Au total, les chercheurs ont collecté plus de 3 500 instantanés individuels de diffraction des rayons X à partir de 90 aiguilles de verre à des orientations complètement aléatoires. À l'aide de méthodes informatiques de pointe, ils ont pu trouver de l'ordre dans le chaos et assembler les données pour déterminer la première structure 3-D complète de la silicatéine.

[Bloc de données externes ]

PR #2242, opened 2026-06-12
[nearai] Add reasoning options

rekram1-node:
## Summary
- cover all 28 NEAR AI reasoning-capable models with explicit documented controls
- preserve NEAR's explicit Qwen, GLM, and GPT-OSS controls
- include native OpenAI, Anthropic, Gemini, and Gemma controls under NEAR's published provider-control contract

## Evidence standard
- NEAR reasoning controls: https://docs.near.ai/cloud/reasoning-models
- NEAR OpenAI compatibility and third-party provider controls: https://docs.near.ai/cloud/guides/openai-compatibility
- NEAR model capability contract: https://docs.near.ai/cloud/models
- Anthropic model controls: https://platform.claude.com/docs/en/build-with-claude/adaptive-thinking and https://platform.claude.com/docs/en/build-with-claude/effort
- Gemini controls: https://ai.google.dev/gemini-api/docs/thinking
- Gemma thinking mode: https://ai.google.dev/gemma/docs/capabilities/thinking
- OpenAI model-specific efforts: https://developers.openai.com/api/docs/guides/reasoning

## Result
- 28/28 routes expose a documented control
- Claude manual budgets are finitely bounded by route output limits; adaptive models expose toggles and native efforts
- Gemini 2.5 exposes bounded budgets and valid toggles; Gemini 3.x exposes model-specific levels
- Gemma, Qwen, and GLM expose documented thinking toggles

## Validation
- `bun validate`
- `git diff --check`
- resolved coverage: 28/28 explicit and configurable
- no options on non-reasoning models
- no unbounded token budgets

PR #2315, opened 2026-06-13
[nearai/zai-org] Add reasoning options

rekram1-node:
Splits the zai-org changes from #2242 into a reviewable 1-model PR.

Scope is limited to `nearai/zai-org` and preserves the audited metadata from the aggregate branch on current `dev`.

Supersedes part of #2242.


rekram1-node:
Superseded by #2579, which consolidates this small change with related nearai model updates. The replacement passed validation and remains within the 15-file review limit.

PR #3213, opened 2026-07-11
Add provider: Byesu (AI API gateway)

amdmsz:
# Add provider: Byesu (AI API gateway)

## Summary

This PR adds **Byesu** ([byesu.com](https://byesu.com)) as a new provider, along with its currently available text models.

Byesu is an AI API gateway / aggregation platform that serves official models from multiple upstream vendors behind a single API key, with pay-as-you-go billing (no subscription required).

## Endpoints

Byesu exposes two API surfaces from the same host, using the same `Authorization: Bearer <token>` credential:

- **OpenAI-compatible** — `https://byesu.com/v1` (`/v1/chat/completions`, `/v1/models`, etc.). This is the endpoint declared in `provider.toml` via `npm = "@ai-sdk/openai-compatible"` + `api`.
- **Anthropic-native Messages API** — `https://byesu.com/v1/messages`, for clients that speak the Anthropic wire format directly (noted as a comment in `provider.toml`, since the schema supports a single `npm`/`api` pair).

Documentation: <https://docs.byesu.com/en/> (models, client setup, error codes).

## What's included

- `providers/byesu/provider.toml`
- Model entries under `providers/byesu/models/`, all inheriting canonical metadata via `base_model` to avoid duplication:
  - `claude-opus-4-8`, `claude-sonnet-5`
  - `gpt-5.6-sol`, `gpt-5.6-terra`, `gpt-5.6-luna`, `gpt-5.5`
  - `grok-4.5`
  - `gemini-3.1-pro` (maps to the upstream catalog entry `google/gemini-3.1-pro-preview`; Byesu serves it under the stable id)

Each entry adds `reasoning_options` mirroring the upstream provider's supported effort levels, since these pass through the gateway unchanged.

## Notes on `[cost]`

`cost` is omitted (it is optional in the schema). Byesu's usage-based pricing is displayed in its console and docs and tracks the upstream vendors' official list rates; rather than hard-coding numbers that could drift, we prefer to leave the field unset. Happy to add cost tables if maintainers consider them required for listing — please let us know the preferred convention for gateways in that case.

## Verification

- Every model in this PR is currently listed as on-sale on Byesu's public pricing API (`https://byesu.com/api/pricing`, checked 2026-07-11).
- Each `base_model` target was confirmed to exist in this repo's `models/` tree, so all entries inherit canonical metadata cleanly.
- Config was hand-checked against `AGENTS.md` (provider needs a `currentColor` square-viewBox logo — included; reasoning models declare `reasoning_options` — done).
- I don't have Bun set up on this machine, so `bun run validate` was **not** run locally — please flag anything CI catches and I'll fix it promptly. Likewise, happy to trim any model a maintainer finds unreachable from their own key.

### DIFF
--- a/providers/byesu/logo.svg
+++ b/providers/byesu/logo.svg
@@ -1,4 +1,5 @@
-<svg xmlns="http://www.w3.org/2000/svg" viewBox="0 0 24 24" fill="none">
-  <rect x="5" y="2.4" width="3.1" height="19.2" rx="1.55" fill="currentColor"/>
-  <circle cx="13.4" cy="14.7" r="5.2" fill="none" stroke="currentColor" stroke-width="3.1"/>
+<svg xmlns="http://www.w3.org/2000/svg" viewBox="0 0 24 24" fill="currentColor">
+  <rect x="5.9" y="5.7" width="2.7" height="7.6" rx="1.35" transform="rotate(-6 7.25 9.5)"/>
+  <rect x="14.0" y="3.6" width="2.9" height="9.0" rx="1.45" transform="rotate(13 15.45 8.1)"/>
+  <path d="M10.3 14.1c0-.5.55-.8.97-.52l3.0 2.0c.42.28.42.9 0 1.18l-3.0 2.0c-.42.28-.97-.02-.97-.52z"/>
 </svg>
--- a/providers/byesu/logo.svg
+++ b/providers/byesu/logo.svg
@@ -1,0 +1,4 @@
+<svg xmlns="http://www.w3.org/2000/svg" viewBox="0 0 24 24" fill="none">
+  <rect x="5" y="2.4" width="3.1" height="19.2" rx="1.55" fill="currentColor"/>
+  <circle cx="13.4" cy="14.7" r="5.2" fill="none" stroke="currentColor" stroke-width="3.1"/>
+</svg>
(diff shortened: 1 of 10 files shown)


amdmsz:
Friendly ping 🙂 CI is green (review + validate both pass) and the PR is mergeable — one provider.toml + logo + 8 model tomls (base_model inheritance). Happy to adjust anything that would help it land. Thanks for maintaining models.dev!

amdmsz:
Thanks for the detailed review — all three action items are addressed in 52ca4af.

**[high] `reasoning_options` must reflect the gateway's own surface** — Set to `[]` on all eight models. You're right: mirroring the upstream provider's effort values doesn't establish that the gateway accepts or forwards them, and byesu's API reference doesn't document a per-request effort/thinking control. This now matches `unorouter`, the comparable gateway you pointed to. (This also resolves the inconsistency you spotted where `claude-sonnet-5` omitted the upstream `toggle`.)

« Avant cette étude, la structure de la silicatéine a été émise sur la base de sa similitude avec d'autres protéines, " dit le Dr Zlotnikov. En utilisant la structure 3-D nouvellement obtenue de la silicatéine, les chercheurs ont pu comprendre son assemblage et son fonctionnement à l'intérieur du squelette de verre de l'éponge. Ils ont construit un modèle informatique de la superstructure à l'intérieur de l'aiguille de verre et expliqué les premières images complexes des superstructures protéine-verre obtenues avec le HRTEM.
"Nous avons fourni des informations détaillées sur l'existence d'une superstructure fonctionnelle en verre protéique 3D dans un organisme vivant. En fait, ce que nous décrivons est le premier assemblage cristallin minéral-protéine hybride naturel connu, " conclut le Dr Zlotnikov.